Sorry. I'm not doing myself any favours here!  If I buy 8k worth of stock, I sell it for 16k.  So I make 8k.  I would be confident of clearing that in 3 weeks. 

Thanks GED, the First Step website looks very interesting.  I've downloaded a sample business plan from them, which I'll get working on.  I'll give them a call an see how it goes.

Many thanks all for your help.


----------



## MOB

"If I buy 8k worth of stock, I sell it for 16k. So I make 8k. I would be confident of clearing that in 3 weeks."

If you did this every three weeks, you would have €144k gross profit in a year.  Doesn't seem hugely unrealistic, but I am not a retailer so my opinion would not carry much weight.  

But if you haven't already been doing this, are you sure you are not being unduly optimistic as to your ability to do it now?  And if you have already been doing sales at this level and with these margins, what has gone wrong?  You need to know these answers before spending or borrowing more.


----------



## Elphaba

take Runners advice. Its probably one of the most hardest things you'll ever have to do. Put up the sign. Homeware biz in ireland is very competitive, with Heatons, Lidls etc. Maybe in future you can set up an internet mail order biz working from home, specializing in gifts. Walk away with your head held high, its not the end of the world, you will go on and do better things, and learn from mistakes. Good luck....


----------



## johns75

Hi, Sorry to hear about your bad luck but at least you had the courage to give it a go. I was there once too and i know that sick feeling you describe only too well.
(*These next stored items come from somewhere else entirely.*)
PR #9, opened 2018-04-22
Clean up and the rule decorator we were chatting about earlier

MHajoha:
This implements the rule decorator and makes changes to the trigger object.
While I was at it, I also did some relatively extensive clean up of rat_command.py and its tests.
Proper description will follow tomorrow, but now it's late.


tests/test_trigger.py
```diff
@@ -1,80 +1,71 @@
...
+@pytest.fixture
+def bot():
+    return MockBot()
+
+def test_create_manual_channel(bot):
+    trigger = Trigger(bot, ["don't", "care"], ["don't care", "care"], "test_nick", "#somechannel",
+                      "test_ident", "test.vhost")
+    assert trigger.channel == "#somechannel"
 
-class TriggerTests(unittest.TestCase):
```
theunkn0wn1: I  would appreciate this still being in a class, for the sake of test organization, but change it to inherit from `Object` rather than `TestCase`

(consistency / nitpick)

Modules/rat_command.py
```diff
@@ -205,12 +170,20 @@ def real_decorator(func):
...
-    def get_command(cls, name: str):
-        # remove the prefix.
-        name = name.strip(cls.prefix)
-        # see if its a command
-        if name in cls._registered_commands:
-            cls.log.debug("command found!")
-            return cls._registered_commands[name]
-        else:
-            return None
+    def rule(cls, regex: str):
```
theunkn0wn1: I do not think all commands hooked via a rule should receive the event if no conventional commands were found, though perhaps a wildcard regex would suffice?

tests/test_trigger.py
```diff
@@ -1,80 +1,71 @@
...
-    @async_test
-    async def test_reply_channel(self):
-        trigger = Trigger(
-            self.bot, "test_nick", "#somechannel", "test_ident", "test.vhost")
-        await trigger.reply("Exceedingly smart test message.")
-        self.assertIn({
-            "target": "#somechannel",
-            "message": "Exceedingly smart test message."
-        }, self.bot.sent_messages)
+@async_test
```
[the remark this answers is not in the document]
MHajoha: Good point, didn't know that existed

tests/test_trigger.py
```diff
@@ -1,80 +1,71 @@
-import unittest
-
+import pytest
 from aiounittest import async_test
 
 from Modules.trigger import Trigger
 from tests.mock_bot import MockBot
 
+@pytest.fixture
+def bot():
```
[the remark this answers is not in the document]
MHajoha: Aye, I wasn't sure what your intention behind conftest.py was. The name seems odd to me. Wouldn't fixtures.py be more appropriate.

Modules/rat_command.py
MHajoha: I'm afraid I don't quite follow you?

tests/test_trigger.py
MHajoha: I don't know... This doesn't need to be object-oriented so I made it not be...

As for consistency, we are already using two separate test frameworks ;)

Modules/rat_command.py
MHajoha: Only one matching rule is executed if no conventional command was found. Since python dicts from 3.6 onward are more or less ordered, this will be the first registered rule.

tests/test_trigger.py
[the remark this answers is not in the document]
theunkn0wn1: `Conftest` is the required name, according to the Documentation for PyTest.

PyTest looks for a `conftest.py` within the working directory, higher level `conftest`s take precedence over lower-level ones.

Optimally i would name it `fixtures.py`

tests/test_trigger.py
theunkn0wn1: We should probably convert all the old to the new at some point 😉 

I was using classes more for Struture than anything else.. its a minor nit pick

Modules/rat_command.py
theunkn0wn1: ahh, so its First *matching* rule. ok.

That means i misunderstood. carry on

tests/test_trigger.py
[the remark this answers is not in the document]
MHajoha: Okay that's alright then. Strange name choice on their part though.

tests/test_trigger.py
MHajoha: Yeah, a lot of people have a lot of opinions on where and to what degree code should be object-oriented.

I personally believe it's great and powerful, but is often overused.

tests/test_trigger.py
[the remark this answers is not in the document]
theunkn0wn1: https://docs.pytest.org/en/latest/fixture.html#conftest-py-sharing-fixture-functions

Not sure why, but this is a design decision on their part 😕

tests/test_trigger.py
theunkn0wn1: Well, i guess its vestigial, a left over from using `unittests` for testing as it required tests be instance methods of a class based on `unittest.TestCase`.

tests/test_trigger.py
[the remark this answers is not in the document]
theunkn0wn1: Also one small request, please rename this to `bot_fx`,
I am leaning toward suffixing fixture factories with fx to signify they are not just a normal old function.

That is the naming convention I am using for the other Test Fixtures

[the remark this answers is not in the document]
MHajoha: aight, that's sensible

theunkn0wn1:
LGTM

PR #10, opened 2018-04-27
Add method of tracking Rescue properties through changes

theunkn0wn1:
This PR provides an override implementation for `Rescue.__setattr__()`.

The override is necessary to be able to (cleanly) track attribute changes of a Rescue object as they are updated, storing them in the instance attribute `changedAttr` for later use.

Requested by MHajoha to aid with API integration.

### DIFF
--- a/Modules/rats.py
+++ b/Modules/rats.py
@@ -38,7 +38,7 @@ class Rats(object):
     """Cache of rat objects by their UUID"""
     cache_by_name = {}
     """Cache of rat objects by rat name (str)"""
-    apiHandler = None
+    api_handler = None
     """API handler"""
 
     def __init__(self, uuid: UUID, name: str = None, platform: Platforms = Platforms.DEFAULT):
@@ -190,8 +190,8 @@ class Rats(object):
             found = Rats.cache_by_name[name]
         except KeyError:
             # no such rat in cache
-            if cls.apiHandler is not None:
-                found = await cls.apiHandler.someApiCall(name=name)  # pragma: no cover
+            if cls.api_handler is not None:
+                found = await cls.api_handler.someApiCall(name=name)  # pragma: no cover
                 # FIXME: replace SomeApiCall with the actual call once we have the interface
             return found
         else:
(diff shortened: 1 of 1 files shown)


Modules/rat_rescue.py
```diff
@@ -95,6 +96,17 @@ def __init__(self, case_id: UUID, client: str, system: str, irc_nickname: str,
...
+        # post-init cleanup
+        self.changedAttr = []
+
+    def __setattr__(self, key, value):
+        """set an attribute"""
+        # call the super to render effect
+        super().__setattr__(key, value)
+        # and do a sanity check to prevent recursion (Bad)
+        if key not in self.changedAttr and key != 'changedAttr':
+            self.changedAttr.append(key)
```
MHajoha: You'll find that this is the perfect use case for a set, as you would not have to check whether it's already in the set.

theunkn0wn1: You know what you are absolutely right. I completely overlooked that property of Sets.

Modules/rat_rescue.py
```diff
@@ -95,6 +96,15 @@ def __init__(self, case_id: UUID, client: str, system: str, irc_nickname: str,
         self._lang_id = lang_id
         self._status = status
 
+        # post-init cleanup
+        self.changedAttr.clear()
```
MHajoha: lower case and underscores m8.
Yeet.
Is that how the kids talk nowadays?

UncleClapton: camelCase > underscore_delimited :^)

MHajoha: I'm a bit on the fence.
I find lowercase with underscores more easily readable, but camelCase often shorter and quicker to type.

MHajoha: But underscores are Python convention

UncleClapton: Yeah I'm mainly just joking around. :P

MHajoha: I figured ;D

theunkn0wn1: honestly, i far prefer camelCase, but we are a bit too far down the snake_case rabit hole ;(

PR #12, opened 2018-04-28
Implement ability to fetch a rat by uuid alone

theunkn0wn1:
This PR adds a method `Rats.get_rat_from_uuid` and refactors `Rats.get_rat` into `Rats.get_rat_by_name`
Both methods are now async due to the API calls, associated tests have been updated respectively.

Both new functions will first check their respective client-side Rats class attribute caches and, in the event of a cache miss, make an API query (TODO: requires API interface) to fetch the rat from the API.

This PR also Adds `Rats.__eq__`, and fixes a couple elusive bugs in Rats and their associated tests. `RatGood_fx` now uses hard-coded UUIDs to remove randomness from that part of the test suite, this helped simplify debugging of a bigger problem (which is why I implemented a `Rats.__eq__` method.)
Further, the scope of `RatGood_fx` has been lowered back to test level, as the underlying bug that required them to be at a higher scope has been fixed. Woops.

### DIFF
--- a/Modules/rats.py
+++ b/Modules/rats.py
@@ -165,7 +165,7 @@ class Rats(object):
     @classmethod
     async def get_rat_by_name(cls, name: str,
                               platform: Platforms = Platforms.DEFAULT,
-                              bot=None) -> 'Rats' or None:
+                              ) -> 'Rats' or None:
         """
         Finds a rat by name and optionally by platform
 
--- a/Modules/rats.py
+++ b/Modules/rats.py
@@ -177,6 +177,7 @@ class Rats(object):
             # no such rat in cache
             if cls.apiHandler is not None:
                 found = await cls.apiHandler.someApiCall(name=name)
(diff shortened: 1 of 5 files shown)


Modules/rats.py
```diff
@@ -162,15 +183,45 @@ def get_rat(cls, name: str, platform: Platforms = Platforms.DEFAULT) -> 'Rats' o
...
+            Rats: found Rescue
+        """
+        if not isinstance(uuid, UUID):
+            raise TypeError
+        else:
+            found = None
+            if uuid in cls.cache_by_id:
+                found = cls.cache_by_id[uuid]
+            elif cls.apiHandler is not None:  # pragma: no cover
+                found = await cls.apiHandler.someApiCall(uuid=uuid)
```
MHajoha: I can tell you right now that the signature is `async def get_rat_by_id(self, id: Union[str, UUID]) -> Rats`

The premises you have? is it prime location? do you have a long lease? You could sell the leasehold for 25k and clear down the debt. There are always franchises looking for prime locations to open up stores, they may even offer you a job! Can you tell me which county your in? If i can, i'd be glad to help you.....


----------



## HighFlier

There is plenty of investment money out there waiting for a good business idea.
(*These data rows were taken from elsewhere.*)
PR #14, opened 2018-04-30
Updated default for Rescue.title in the Rescue constructor

theunkn0wn1:
This PR changes the default value for the `Rescue.title` property to None, rather than empty string.

I have also updated the type hints accordingly, trying something a little different by using the Typing library. feedback would be appreciated

### DIFF
--- a/Modules/rat_rescue.py
+++ b/Modules/rat_rescue.py
@@ -40,7 +40,7 @@ class Rescue(object):
                  active=True,
                  quotes: list = None,
                  epic=False,
-                 title: Union(str, None)= None,
+                 title: Union[str, None]= None,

A small add in the paper could get you an investor if you have the right product and are in the right area and have an expertise in your field.

Are you in Dublin or down the country and what general area.

In any case calm down 25k is not worth wrecking your head over.


----------



## stessed11

Thanks guys.  

I'm in the North-west with a short lease.  The reason I think now that investment would work, is because I've moved premises in the last six months to a very central area.  Nobody else in town is doing anything like my stock.  Its mid range.  Not rubbish, but not branded either.  I really think there is a market for it.  It would be similar to Dunnes homewares, but people prefer this type of shop.  Its feels more exclusive, people think if they buy from me, its almost a one off.  They get great service, I'll assemble it, I'll gift wrap it, I take deposits, I'll deliver it, I'm genuinely grateful for the sale and it makes them feel good.  You don't get that in Dunnes.  

I think it was all your positive and supportive posts, either for or against going bust, thats helping me see this in a clearer light.  Reading my first post again, I certainly don't feel that 'terrified' anymore.  

I'm working on the business plan and I'll apply for a loan.  If it works, it works...  But I'll try to keep the head held high!!   

Thanks to all.


----------



## j2u

Hi have you tried setting up an oniline dropshipping website?you dont need any stock you advertise the suppliers stock and after the customer places an order with you  for your price you then order from the supplier with the money the customer has paid you.
So ill give u an example
supplier price for camera-130 euro
u advertise the camera on ur website for 170 euro
customer pays u 170 euro
when you get the 170 euro u order the camera and pay the supplier there 130 euro.
you make 40 euro profit without ever having or handling the stock.
Considering ur circumtances i think it might something you should look at.
hope this helps
Best of luck


----------



## aircobra19

Less the cost of setting up, running and maintaining the website.


----------



## stessed11

Thanks for the suggestions.  I have approval on principle for 20k, so fingers crossed.  I think the website could be a good idea along with the shop.  I was thinking of ebaying for awhile to see how it goes, and see from there.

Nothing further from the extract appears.